You and your fellow NHRA competitors will be making history when the elimination rounds will be carried live on broadcast television for the first time in the series’ 65-year history. Any special thoughts on that?

“It was necessary and it’s absolutely fantastic. This is obviously my favorite sport and there’s been a need to take it to the world live every single chance we get to. We’ve been on live TV most of the time with our new TV deal with the FOX family of networks, which is the way it should be. You wouldn’t watch a poker game if you knew the outcome ahead of time because it’d bore you to death, and I think it’s the same thing with drag racing. You can’t know what’s going on after seeing it all over social media in real-time. In the old days, maybe you could get away with it but, now with social media, it was impossible to not know what happened by the time you saw it on TV. The FOX network has brought us exciting, new people. We needed that. We needed new people to come in and say, ‘Oh my gosh, this is the most exciting thing I’ve ever seen.’ We kind of lost that the last few years and it wasn’t getting much better. We’ve got the greatest sport in the world and I think we need to let people know that. More people than ever are going to be in for a real treat over the next three weekends on live FOX television.”

 

ANTRON BROWN, driver of the Matco Tools/U.S. Army Top Fuel Dragster for Don Schumacher Racing:

 

You head to Denver with the Top Fuel points lead? How important will it be to hold that spot over the final five regular-season events so you can enter the Countdown to the Championship with that 30-point bonus?

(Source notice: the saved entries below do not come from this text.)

PR #2821, opened 2025-11-07
Bug: Effect Cannot Change Both Value and Env

dajinchu:


brillout:
Yea, effect is very much to be considered experimental. Only a handful of users use it (it's mostly used by Vike extensions).

I'll have a quick look at it.

What's your use case?

Btw. I've messaged you on Discord.

dajinchu:
It's actually from a workaround to #2820. 

**TL;DR: I believe closing #2820 would fully resolve my use case and I would not need to change both value and env in a config effect.**

Details about my use case:

1. I have a setting "proxyMode" which changes a ton of settings to enable proxying rendering to another backend.
2. I need to be able to `throw redirect()` before rendering client. `onBeforeRenderClient` does not work for that, so I moved to `onBeforeRender`. Thus, the `proxyMode` config must set the `onBeforeRender` config and ensure that it only runs client-side, as I do not want `index.pageContext.json` requests.
3. `onBeforeRender.client.js` extension does not seem to move the config over to the client.
4. So I tried setting client env https://github.com/Alignable/bifrost/blob/7177cac4b9a42231aeb8bb5c114b5a25caaa27c4/bifrost/renderer/config.ts#L38-L46

None of this worked, so now in userland, outside the extension I have to set the meta: https://github.com/Alignable/bifrost/blob/7177cac4b9a42231aeb8bb5c114b5a25caaa27c4/tests/vite/pages/proxy/wrapped/%2Bconfig.ts

PR #2827, opened 2025-11-09
chore: add `vike-photon` to CI 

brillout:


brillout:
@copilot Why is the CI failing, even though this PR shouldn't be influencing these failing tests (the tests are green before this PR)

PR #2877, opened 2025-12-02
feat: `getPageContext({ asyncHook: true })`

brillout:


brillout:
@copilot Inspect errors

PR #2905, opened 2025-12-08
expose `startupLog`

brillout:


brillout:
@magne4000 Pre-released as `0.4.247-commit-87e5f2f`:

```ts
import { startupLog } from 'vike/__internal/vite'
import { type ViteDevServer } from 'vite'

let resolveUrls: ResolveUrls
type ResolveUrls = {
  local: string[]
  network: string[]
}

let viteServer: ViteDevServer

startupLog(resolveUrls, viteServer)
```

Or:

```js
viteConfig.server.startupLog(resolveUrls)
```

In production I suggest we let Photon print a simple one-liner — no need for Vike to determine that log.

PR #2942, opened 2025-12-14
fix: avoid breaking ssrFixStacktrace (vitejs/vite#21269)

brillout:


brillout:
@copilot update failing test

PR #2945, opened 2025-12-14
restore dev assert log

brillout:


brillout:
@copilot Update test (see expectLog)

PR #2950, opened 2025-12-15
fix: support list of import strings

brillout:


brillout:
@copilot fix CI

brillout:
@nitedani Pre-released as `0.4.249-commit-775a43e`.

PR #2980, opened 2025-12-21
enforce explicit import strings

brillout:


brillout:
@copilot fix it (see CI error) — i.e. make sure import strings are explicit

PR #3040, opened 2026-01-17
chore: only run discord webhook step if webhook url defined

AgentEnder:
Disables the step to run the discord curl call if the webhook URL is undefined

### DIFF
--- a/.github/workflows/discord.yml
+++ b/.github/workflows/discord.yml
@@ -14,7 +14,7 @@ jobs:
       DISCORD_WEBHOOK: ${{ secrets.DISCORD_WEBHOOK }}
     steps:
       - name: Push the notification using Discord webhook
-        # Ideally this would be combined with the prior if, but the env isnt accessible at that level
+        # Skip pull requests. (This condition cannot be moved to the `if:` above because the secret isn't available there.)
         if: env.DISCORD_WEBHOOK != ''
         env:
           # 🟢 has poor compatibility: https://www.unicompat.com/1F7E2


brillout:
Curious: what's the motivation here?

AgentEnder:
> Curious: what's the motivation here?

External contributors get a github notification from this job running on their fork without a url

brillout:
:+1: Makes sense. Can it be hoisted to the `if:` above? I guess the env is set before the `if:`?

AgentEnder:
I dont think so? I know you can't directly access the secret in the if block, but I think env isnt set there as well

.github/workflows/discord.yml
```diff
@@ -8,18 +8,20 @@ on:
 jobs:
   send-discord-message:
     # 'skipped' means the `if: ` condition wasn't fulfilled
-    if: ${{ github.event.workflow_run.conclusion != 'skipped' }}
+    if: ${{ github.event.workflow_run.conclusion != 'skipped'  }}
```
brillout:
```suggestion
    if: ${{ github.event.workflow_run.conclusion != 'skipped' }}
```

brillout:
> I know you can't directly access the secret in the if block

Hm, I wonder why that is.

Let's add a comment explaing the second `if:` then we can merge.

.github/workflows/discord.yml
```diff
@@ -10,16 +10,18 @@ jobs:
     # 'skipped' means the `if: ` condition wasn't fulfilled
     if: ${{ github.event.workflow_run.conclusion != 'skipped' }}
     runs-on: ubuntu-latest
+    env:
+      DISCORD_WEBHOOK: ${{ secrets.DISCORD_WEBHOOK }}
     steps:
       - name: Push the notification using Discord webhook
+        if: env.DISCORD_WEBHOOK != ''
```
AgentEnder, line 18:
```suggestion
        # Ideally this would be combined with the prior if, but the env isnt accessible at that level
        if: env.DISCORD_WEBHOOK != ''
```

.github/workflows/discord.yml
```diff
@@ -10,16 +10,19 @@ jobs:
     # 'skipped' means the `if: ` condition wasn't fulfilled
     if: ${{ github.event.workflow_run.conclusion != 'skipped' }}
     runs-on: ubuntu-latest
+    env:
+      DISCORD_WEBHOOK: ${{ secrets.DISCORD_WEBHOOK }}
     steps:
       - name: Push the notification using Discord webhook
+        # Ideally this would be combined with the prior if, but the env isnt accessible at that level
```
brillout:
```suggestion
        # Skip pull requests. (This condition cannot be moved to the `if:` above because the secret isn't available there.)
```

brillout:
Thank you :green_heart:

“I don’t even think about it but it’s good that we got it. Those 30 points are crucial. It’s hard to make up 30 points when you only have 24 rounds of racing to win a championship. That’s almost worth winning two rounds. That’s going to be very crucial and we just have to keep working. Hopefully we can sneak it out and get those points that we need to help us for that title defense.”


The conditions in Denver are unlike anywhere else the NHRA visits. How does that affect your preparation?

“We change almost everything on the car before we go to Denver because Denver is just a way different setup with how we run the car. We put stuff that we’ve been running off to the side, then we’ll swap it back after Denver. You go to Denver like you’re playing craps. You just roll those dice and hope they come out right so you stumble on to a good combination that’s going to work. That’s been our Achilles heel the last couple of years because Denver’s been eating us up a little bit. We’ve won there twice and been runner-up four times.  We just have to land back on that combination and be competitive. Denver’s just a hard track to run at.”